因为此刻霍北辰看他的眼神,没有从前嫌弃和不耐,只有极致压抑的恨。
她从没看到过他这种样子,她并不想让他恨自己,她有些惊慌失措……
如同即将展开厮杀的夜豹一般,霍北辰绷紧了身体。
他瞪着夕蕾,桃眸里尽带耻辱,带着要咬断猎物的喉咙的一种杀意,俊美的面容因忿耻而扭曲。
他缓缓开口,声音就像是来自西伯利亚最北的冰洋,带着灰白色的冻土的气息,穿透了她的身体。
“你记住今天,慕夕蕾。”
霍北辰沾着紫色颜料的胸口深深起伏一次,挺拔的身姿慢慢伏低,左腿向前轻迈半步……
夕蕾忽然不知所措地后退一步,他,他要干嘛?
却见霍北辰右腿屈降,单膝跪地……
这是他第一次仰头看着她,眸中带尽屈辱与憎恶。
在他膝盖碰触地面那一刻,夕蕾的心突然被什么击碎一般,崩裂成好多块,散落在虚空之中……

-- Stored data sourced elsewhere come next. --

PR #957, opened 2017-06-21
Use productFields in parsersJS

gabro:
This allows for a nicer output that enables this:

~Also this is based on #956, I'll rebase once that one gets merged.~

### DIFF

霍北辰眼中浓浓的屈辱刺激到了夕蕾,她这才意识到自己要求的荒唐,可她跟不相信她的荒唐的要求居然会被付诸实践,她根本不想看到霍北辰这样,那只是她一时的气话,她并没有真的想侮辱他的意思啊……
就当她看到霍北辰的左膝也移动了一下的时候,夕蕾忽然尖叫一声,转身夺门而逃!
当时的夕蕾,并不知道,这就是她和霍北辰的最后一面……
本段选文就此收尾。